Characterization of Two Plasmid-borne lpsβ Loci of Rhizobium etli Required for Lipopolysaccharide Synthesis and for Optimal Interaction with Plants

Abstract

In Rhizobium etli CFN42, both the symbiotic plasmid (pd) and plasmid b (pb) are required for effective bean nodulation. This is due to the presence on pb of a region (lpsβ) involved in lipopolysaccharide (LPS) biosynthesis. We report here the genetic array and functional features of this plasmid-borne region. The sequence analysis of a 3,595-bp fragment revealed the presence of a transcriptional unit integrated by two open reading frames (lpsβ1 and lpsβ2) essential for LPS biosynthesis and symbiosis.

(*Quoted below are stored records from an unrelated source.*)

Issue #3163, opened 2022-01-28
opencv cuda filter lacks step(stride) information


yl070360:
##### System information (version)

- OpenCV => 4.2 - 4.5
- Operating System / Platform => linux
- Compiler => gcc/g++

##### Steps to reproduce

    Hi，I found that the processing of GPUMat in filtering.cpp(line:284) lacks step(stride) information, 
    And tried the following modifications, it seems to work normally

    filtering.cpp
    // C++ code example
    void LinearFilter::apply(InputArray _src, OutputArray _dst, Stream& _stream)
    {
        GpuMat src = _src.getGpuMat();
        ...
        Point ofs;
        Size wholeSize;
        src.locateROI(wholeSize, ofs);

        // GpuMat srcWhole(wholeSize, src.type(), src.datastart);
        // line:284, this is my modifications test
        GpuMat srcWhole(wholeSize, src.type(), src.datastart, src.step);
        

        func_(srcWhole, ofs.x, ofs.y, dst, kernel_.ptr<float>(),
              kernel_.cols, kernel_.rows, anchor_.x, anchor_.y,
              borderMode_, borderVal_.val, StreamAccessor::getStream(_stream));
    }

##### Issue submission checklist

 - [ ] I report the issue, it's not a question
   
 - [ ] I checked the problem with documentation, FAQ, open issues,
       forum.opencv.org, Stack Overflow, etc and have not found any solution
   
 - [x] I updated to the latest OpenCV version and the issue is still there
   
 - [ ] There is reproducer code and related data files: videos, images, onnx, etc

yl070360:
@cudawarped  can you help me

cudawarped:
> @cudawarped can you help me

Can you give me an example of where it previously failed?
[...]

PR #3167, opened 2022-02-02
Add missing stride in cuda::LinearFilter::apply - #3163

cudawarped:
This aplies the fix identified by @yl070360 in  https://github.com/opencv/opencv_contrib/issues/3163.

The stride information is currently missing inside `cuda::LinearFilter::apply()` producing incorrect results when `GpuMat`'s are constructed using pointers to pre-allocated device memory.

The current tests should to be sufficient to check this because they are wrongly passing at the moment due to another bug (see below) in the construction of `GpuMat`'s which can be fixed once this is merged.

**GpuMat Bug**
`GpuMat::dataend` wrongly points to the last element of an [alocated row ](https://github.com/opencv/opencv/blob/415a42f327104653604fc99314eb215cd938d6d7/modules/core/src/cuda/gpu_mat.cu#L191) instead of the last useable [element of the ROI](https://github.com/opencv/opencv/blob/415a42f327104653604fc99314eb215cd938d6d7/modules/core/src/cuda_gpu_mat.cpp#L100) unless the `GpuMat` is constructed from a pointer to pre-allocated device memory.
This means that `locateROI(wholeSize,ofs)` currently returns the stride in `wholeSize` instead of the width of the ROI.

```
force_builders=Custom
```

### DIFF
--- a/modules/cudafilters/src/filtering.cpp
+++ b/modules/cudafilters/src/filtering.cpp
@@ -281,7 +281,7 @@ namespace
         Size wholeSize;
         src.locateROI(wholeSize, ofs);
 
-        GpuMat srcWhole(wholeSize, src.type(), src.datastart);
+        GpuMat srcWhole(wholeSize, src.type(), src.datastart, src.step);
 
         func_(srcWhole, ofs.x, ofs.y, dst, kernel_.ptr<float>(),
               kernel_.cols, kernel_.rows, anchor_.x, anchor_.y,


alalek:
> Merge branch 'master' of ...

Could you please rebase on upstream/4.x to eliminate unrelated commits? (keep 1 commit in PR)

(where `upstream` is configured by following [this GitHub guide](https://help.github.com/articles/configuring-a-remote-for-a-fork/) and fetched (`git fetch upstream`))

asmorkalov (approved):

PR #3169, opened 2022-02-03
cmake(sfm): fix sfm static target dependencies

alalek:
replaces #3012

Error is triggered by `-Wl,--no-undefined` compiler option.


alalek:
:+1:

PR #3185, opened 2022-02-28
Use texture Object to make cv::cuda::HoughSegmentDetectorImpl::detect() thread-safe

### LINKED ISSUE #3184: cv::cuda::HoughSegmentDetector crashes when used in multiple threads
`cv::cuda::HoughSegmentDetector` crashes when used in multiple threads because it uses texture reference.

A texture reference is similar to global memory which is not thread-safe.

The current implementation of HoughSegmentDetector uses texture reference. See here : https://github.com/opencv/opencv_contrib/blob/a5b2490a3f20c9a8d86e8567176e8108e29daf98/modules/cudaimgproc/src/cuda/hough_segments.cu#L52

For `CV_CUDEV_ARCH > =300`, CUDA implementation should instead use texture objects. This already has been implemented in `opencv_contrib` but for a different algorithm. Specifically, cv::cuda::createCannyEdgeDetector in this commit : https://github.com/opencv/opencv_contrib/commit/6ca24c818f8266c3a7e554e7a583dcdf5dc2010f

I already have an implementation which solves this problem for `cv::cuda::HoughSegmentDetector()` based on `cv::cuda::createCannyEdgeDetector()` implementation.

I will submit a PR with this solution shortly.

- OpenCV => 4.5.5-dev
- Operating System / Platform => Ubuntu 18.04
- Compiler => gcc

##### Detailed description

See above.

##### Code to reproduce

This code launches 5 threads and each executes probabilistic hough segment detector on a sample image 1000 times.
When two threads are trying to access the texture reference (which behaves similar to global memory), the code crashes.

```.cpp
#include <iostream>
#include <opencv2/opencv.hpp>
#include "opencv2/cudaimgproc.hpp"
#include <pthread.h>

#define NUM_THREADS 5
#define NUM_IMG_PER_THREAD 1000

cv::Mat testImg;

void *findHough(void *threadid) {
    uint64_t threadNo = (uint64_t)threadid;

    cv::Ptr<cv::cuda::HoughSegmentDetector> hough = cv::cuda::createHoughSegmentDetector(1.0f, (float) (CV_PI / 180.0f), 50, 5);

    for(int i=0; i<NUM_IMG_PER_THREAD; i++) {
        cv::cuda::Stream stream;

        cv::cuda::GpuMat d_lines;
        cv::cuda::GpuMat srcImgGpu;

        cv::Mat houghLines;
        srcImgGpu.upload(testImg, stream);
        hough->detect(srcImgGpu, d_lines, stream);
        d_lines.download(houghLines, stream);
        stream.waitForCompletion();

        std::cout << "Thread, " << threadNo << ", index, " << i << ",Found #lines, " << houghLines.cols << std::endl;
    }

    return NULL;
}

int main()
{
    std::cout << "Test case for hough segmentation cuda crash..." << std::endl;

    std::cout << "Reading test image..." << std::endl;
    testImg = cv::imread("./sample_img/test_img_4k.jpg", cv::IMREAD_GRAYSCALE);

    if (testImg.empty()) {
        std::cout << "Test image empty." << std::endl;
        return -1;
    } else {
        std::cout << "Test image reading successful." << std::endl;
    }

    pthread_t threads[NUM_THREADS];

    int rc;
    uint64_t i;

    for( i = 0; i < NUM_THREADS; i++ ) {
      rc = pthread_create(&threads[i], NULL, findHough, (void *) i);
      
      if (rc) {
         std::cout << "Error:unable to create thread," << rc << std::endl;
         exit(-1);
      }
   }

   for (int i = 0; i < NUM_THREADS; i++) {
       pthread_join(threads[i], NULL);
   }
    
    return 0;
}
    
```

Here's the crash log.
```
root@df29f8235b3a:/src/testdata# ./hough_crash_reproduce 
Test case for hough segmentation cuda crash...
Reading test image...
Test image reading successful.
Thread, 4, index, 0,Found #lines, 4096
Thread, 3, index, 0,Found #lines, 4096
Thread, 1, index, 0,Found #lines, 4096
Thread, 0, index, 0,Found #lines, 4096
...
Thread, 4, index, 21,Found #lines, 4096
terminate called after throwing an instance of 'cv::Exception'
  what():  OpenCV(4.5.3) /opencv_contrib-4.5.3/modules/cudaimgproc/src/cuda/hough_segments.cu:234: error: (-217:Gpu API call) an illegal memory access was encountered in function 'houghLinesProbabilistic_gpu'
terminate called recursively

terminate called recursively
Aborted (core dumped)
```

I'm attaching the test image that was used to reproduce the crash. However, any image can be used to reproduce this bug.
test_img_4k

mitul93:
This PR fixes #3184 by using texture Object to make `cv::cuda::HoughSegmentDetectorImpl::detect()` thread-safe.

This PR also includes unit test for probabilistic hough segment detector. Previously, there was no unit test for this function.

Also note that, this solution is only thread-safe for `CV_CUDEV_ARCH>=300`. This is the same solution as existing code for canny algorithm that is already part of `opencv_contrib`. See here : https://github.com/opencv/opencv_contrib/commit/6ca24c818f8266c3a7e554e7a583dcdf5dc2010f

<cut/>

```
force_builders=Custom
```

### DIFF
--- a/modules/cudaimgproc/test/test_hough.cpp
+++ b/modules/cudaimgproc/test/test_hough.cpp
@@ -156,7 +156,7 @@ CUDA_TEST_P(HoughLinesProbabilistic, Accuracy)
     Ptr<cv::cuda::HoughSegmentDetector> hough = cv::cuda::createHoughSegmentDetector(rho, theta, minLineLength, maxLineGap);
 
     cv::cuda::GpuMat d_lines;
-    hough->detect(loadMat(src, false), d_lines);
+    hough->detect(loadMat(src, useRoi), d_lines);
 
     std::vector<cv::Vec4i> linesSegment;
     std::vector<cv::Vec2f> lines;
--- a/modules/cudaimgproc/test/test_hough.cpp
+++ b/modules/cudaimgproc/test/test_hough.cpp
@@ -114,6 +114,68 @@ INSTANTIATE_TEST_CASE_P(CUDA_ImgProc, HoughLines, testing::Combine(
     WHOLE_SUBMAT));
 
 ///////////////////////////////////////////////////////////////////////////////////////////////////////
+// HoughLines Probabilistic
+PARAM_TEST_CASE(HoughLinesProbabilistic, cv::cuda::DeviceInfo, cv::Size, UseRoi)
+{
+    static void generateLines(cv::Mat& img)
+    {
+        img.setTo(cv::Scalar::all(0));
+
+        cv::line(img, cv::Point(10, 0), cv::Point(10, 20), cv::Scalar::all(255));
+        cv::line(img, cv::Point(20, 50), cv::Point(40, 50), cv::Scalar::all(255));
+    }
+
+    static void drawLines(cv::Mat& dst, const std::vector<cv::Vec4i>& linesSegment)
+    {
+        dst.setTo(cv::Scalar::all(0));
+
+        for (size_t i = 0; i < linesSegment.size(); ++i)
+        {
+            Vec4i l = linesSegment[i];
+            cv::line(dst, cv::Point(l[0], l[1]), cv::Point(l[2], l[3]), cv::Scalar::all(255));
+        }
+
+    }
+};
+
+CUDA_TEST_P(HoughLinesProbabilistic, Accuracy)
+{
+    const cv::cuda::DeviceInfo devInfo = GET_PARAM(0);
+    cv::cuda::setDevice(devInfo.deviceID());
+    const cv::Size size = GET_PARAM(1);
+    const bool useRoi = GET_PARAM(2);
+
+    const float rho = 1.0f;
+    const float theta = (float) (1.0 * CV_PI / 180.0);
+    const int minLineLength = 15;
+    const int maxLineGap = 8;
+
+    cv::Mat src(size, CV_8UC1);
+    generateLines(src);
+
+    Ptr<cv::cuda::HoughSegmentDetector> hough = cv::cuda::createHoughSegmentDetector(rho, theta, minLineLength, maxLineGap);
+
+    cv::cuda::GpuMat d_lines;
+    hough->detect(loadMat(src, false), d_lines);
+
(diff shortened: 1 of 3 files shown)


deadprogram:
The macOS test build that fails does not appear to be related to any modules in this change. Or am I missing something here?

deadprogram:
@alalek or any other maintainers, can you please help us get the CI passing? It is not clear how the change from this PR would impact the test from a different module, and then only on macOS.

asmorkalov (approved):
:+1:

asmorkalov:
I re-triggered CI build on Mac. Let's wait for status.

deadprogram:
Looks like CI now all passing thanks for re-triggering the build @asmorkalov

modules/cudaimgproc/test/test_hough.cpp
```diff
@@ -113,6 +113,68 @@ INSTANTIATE_TEST_CASE_P(CUDA_ImgProc, HoughLines, testing::Combine(
...
+
+    }
+};
+
+CUDA_TEST_P(HoughLinesProbabilistic, Accuracy)
+{
+    const cv::cuda::DeviceInfo devInfo = GET_PARAM(0);
+    cv::cuda::setDevice(devInfo.deviceID());
+    const cv::Size size = GET_PARAM(1);
+    const bool useRoi = GET_PARAM(2);
```
alalek, line 146: > useRoi

According to [build](http://pullrequest.opencv.org/buildbot/builders/precommit-contrib_custom_linux64/builds/468) report this variable is not used below (but it should as it is a test parameter).

deadprogram: I have just added commit https://github.com/opencv/opencv_contrib/pull/3185/commits/4d05fb56276a9aa6ce32cd1a421a57b4d69e91ce to correctly utilize the test parameter.

asmorkalov (approved):

deadprogram (approved):
I think all requested changes have now been made, and also all CI tests are now passing green.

The lpsβ1 encodes a putative 193 amino acid polypeptide that shows strong homology with glucosyl-1P and galactosyl-1P transferases. The deduced amino acid sequence of the protein encoded by lpsβ2 was very similar to that of proteins involved in surface polysaccharide biosynthesis, such as Pseudomonas aeruginosa WpbM, Bordetella pertussis BplL, and Yersinia enterocolitica TrsG. DNA sequences homologous to lpsβ1 and lpsβ2 of R. etli CFN42 were consistently found in functionally equivalent plasmids of R. etli, R. leguminosarum bv. viciae, and R. leguminosarum bv. trifolii strains, but not in R. meliloti, R. loti, R. tropici, R. fredii, Bradyrhizobium, Azorhizobium, and Agrobacterium tumefaciens. Even though Rhizobium and Agrobacterium do not share lpsβ sequences, their presence is required for crown-gall tumor induction by R. etli transconjugants carrying the Ti plasmid.